What’s negative 2 to the fourth power? 16? -16? If you put “-2^4″ into the TI-83, you get -16. But we know that (-2)(-2) = 4 and (-2)(-2) = 4, and (4)(4) = 16. So why does the calculator give us -16?
This post is no doubt for the high schooler and not for someone addicted to the )( buttons on the calculator like I am. I parenthesize. It comes from a fear that something will go negative that should be positive. I have reminded my students more times than I can count to parenthesize, so many times, in fact, that I am more than sure that most tune me out as soon as they hear the first syllable. But still the negative raised to an even number sneaks past the best of ‘em.

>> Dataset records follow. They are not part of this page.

PR #239, opened 2018-01-07
Use tooltipster for all title attributes

Squidly271:
Doesn't work though on titles for Unassigned Devices as they are generated after the page is loaded.

### DIFF
--- a/plugins/dynamix/include/DefaultPageLayout.php
+++ b/plugins/dynamix/include/DefaultPageLayout.php
@@ -563,7 +563,7 @@ $(function() {
   }
   $('form').append($('<input>').attr({type:'hidden', name:'csrf_token', value:'<?=$var['csrf_token']?>'}));
   watchdog.start();
-	$('[title][title!=""]').tooltipster();
+  $('[title][title!=""]').tooltipster();
 });
 </script>
 </body>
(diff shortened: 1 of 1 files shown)


limetech:
Where's an example of this being used?

Squidly271:
Hover text on the icons on the right.  (log, etc)  Especially when the windows is less that 1920 and only icons display.  Basically just gets rid of any of the built-in browser hover text and switches it to tooltipster.  Up to you.  Doesn't worry me at all.


Andrew Zawadzki
Technical Trainer
Arrow Games / Bazaar & Novelty
Office: 800.387.7621 ext 246
Cell: 289.213.0130
Email: azawadzki@arrowgames.com<mailto:azawadzki@arrowgames.com>



________________________________

bergware:
Personally I find tooltipster a bit "heavy" at least with the current (default?) styling. Is there a way to make it less prominent for the 'standard' tool tips?

Squidly271:
lol.  That's the last time I reply to a github notification from work....  Nothing like having personal info present.

Personally, I hate the standard tooltips.  Admittedly they aren't used too much in stock unRaid.  I'll close the PR.

You can adjust the sizing etc for tooltipster taking the place of title elements, but I'm not going to invest the time in this.

bergware:
Won't put it completely aside. If a "nicer" default style can be defined then tooltipster is still an option.
I'll keep it on my plate.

The evil negative base reared its ugly head again today when I graded papers on the geometric sequence an = a1 • r^(n-1) where:
an = the value of the nth term
a1 = first term’s value
r = ratio of change (ie “doubling” would be 2)
n = the terms placement (ie: 5th term would be n = 5)
“Find a7 if a1 = 5 and r = -2.” The answer I or course got more than the correct answer was ” -320″. What should the answer be? “320″. The problem should be written out first as: 5(-2)^(7-1) to make the process clear.
At least no one gave -1,000,000 as an answer. There’s still hope!